Simms, who shared that he was raised with proper Christian values and principles, said looking back, he was introduced to religion and not Jesus, so he knew religion but was yet to meet Jesus.

He mused that he never met the other side of God, which is love; all he heard about was hell and brimstone. When he came in contact with that side, he knew it was time to walk away from his lifestyle.

He said he never presented his lifestyle to his mother’s face, but she knew he was living a double life. No matter what he did, Simms shared that something was missing, he now realises it was the void that Christ was supposed to fill.

Continuing on his double life, he said his mother, being a Christian, was the only reason he didn’t live that lifestyle in Jamaica.

“I thank her so much for just loving me and showing me the love of Christ. She never rejected me. She never came and judged me for what I did. She prayed for me for what I did. She fasted for me, and that is what helped me to encounter God because God is faithful; He answered her prayers even though she has since passed.”

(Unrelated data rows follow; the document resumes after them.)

PR #6089, opened 2026-07-13
fix(web): improve username validation error

### LINKED ISSUE #6075: Improve username validation error messages
### Pre-submission Checklist

### Affected Area

Other

### Reproduced On

Latest release

### Memos Version Tested

Version: canary Commit: dc41480ece7653a4c91142211999a3fd284aa6f5

### Previous Version

_No response_

### Environment Details

- Deployment: Docker
- Host OS: Arch Linux

### Reproduction Frequency

Always

### Steps to Reproduce

1. Open the sign-up page.
2. Enter a username such as word.word.
3. Submit the form.

### Current Behavior

The client toast displays:

```txt
[invalid_argument] rpc error: code = InvalidArgument desc = invalid username: word.word
```

### Expected Behavior

The error should explain the validation rule that was violated. For example:

`Username can only contain letters, numbers, and hyphens.`
`Username cannot consist only of numbers.`
`Username must start and end with a letter or number.`

Alternatively, if there are multiple validation rules, the API could return a structured validation error that the frontend can present in a user-friendly way.

### Regression Information

_No response_

### Logs

_No response_

### Additional Context

_No response_

archit-goyal:
## Summary

- Replace the raw Connect RPC username-validation error on sign-up with clear, translation-ready guidance.
- Keep the backend as the source of truth for username validation instead of duplicating its regular expression in the frontend.
- Preserve the existing fallback behavior for unrelated sign-up errors.

## Root cause

The sign-up page passed every server error to the generic error handler. Connect RPC prefixes its public error message with the transport code, so an invalid username such as `word.word` surfaced as `[invalid_argument] invalid username: word.word` instead of explaining the accepted format.

This change recognizes only the backend's invalid-username response and presents the current rule in user-facing language. It does not broaden the accepted username syntax.

## Verification

- `cd web && pnpm lint`
- `cd web && pnpm test` — 48 test files, 207 tests passed
- `cd web && pnpm build`
- `git diff --check`

Fixes #6075

### DIFF
--- a/web/src/locales/en.json
+++ b/web/src/locales/en.json
@@ -351,6 +351,7 @@
     "failed-to-embed-memo": "Failed to embed memo",
     "fill-all": "Please fill in all fields.",
     "fill-all-required-fields": "Please fill all required fields",
+    "invalid-username": "Username must be 1–36 characters, contain only letters, numbers, or hyphens, start and end with a letter or number, and not contain only numbers.",
     "maximum-upload-size-is": "Maximum allowed upload size is {{size}} MiB",
     "memo-not-found": "Memo not found.",
     "new-password-not-match": "New passwords do not match.",
--- a/web/src/lib/error.ts
+++ b/web/src/lib/error.ts
@@ -1,3 +1,9 @@
+import { Code, ConnectError } from "@connectrpc/connect";
+
+export function isInvalidUsernameError(error: unknown): boolean {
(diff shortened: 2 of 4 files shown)


web/src/locales/en.json
codayon, line 1: This is so tuff 🥀

boojack:
refer to https://github.com/usememos/memos/commit/0bfeb91d50fdd4bafd15c13bb02b3e2810d4b2e4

After his mother died, Simms said he went on a spiral and didn’t want anything to do with God. He started stressing, and no one could understand what he was going through.

Those emotions, he said, opened a door for the enemy, planting the seed that he too could die without doing what he really wanted to do. He said he started doing hormones, deciding to be true to what he was feeling. He said he went to the doctor, and when he started on the medication, he said he literally went through puberty all over again, just like any young girl.

When he finally got his wish, Simms said it didn’t make him happy; he was even more depressed and he couldn’t understand it. He now had everything; he was travelling, had money, and had friends, but there was a void.

After the transition, he was introduced to drugs, card reading, all sorts of things, meeting people, continuing to be exposed to drugs, and introducing others to it.

In 2020, when the pandemic hit, he remembered he was getting ready to have fun—he was smoking, he was sober, and he was perfectly normal, packing on his birthday to travel when something supernatural happened.

“My eyes were just opened to another realm of the spirit, where I was literally being driven out of my mind because of the things I was exposed to. I was seeing things that if I should say [them] to others they would call me crazy, they would call me a madman, they will think something was wrong with me, but during this process I knew whatever I was going through, keep it to yourself because this is going to expose and reveal people in your life,” he related.

He didn’t tell anyone but allowed God to talk to him, revealing His love to him. It was a battle for his soul, culminating with him closing his eyes, feeling a warm embrace, and knowing that everything was going to be alright. And with that knowledge came the reminder that God created him a man and not a woman.

In Simms’ testimony, which he shared with Minister Sheena Hanson, he spoke more about his awakening and said that after taking out the implants, he finally experienced the infilling of the Holy Ghost.

He shares his entire story in his book “Wrong Identity: Three Decades of Lies,” now available on digital platforms.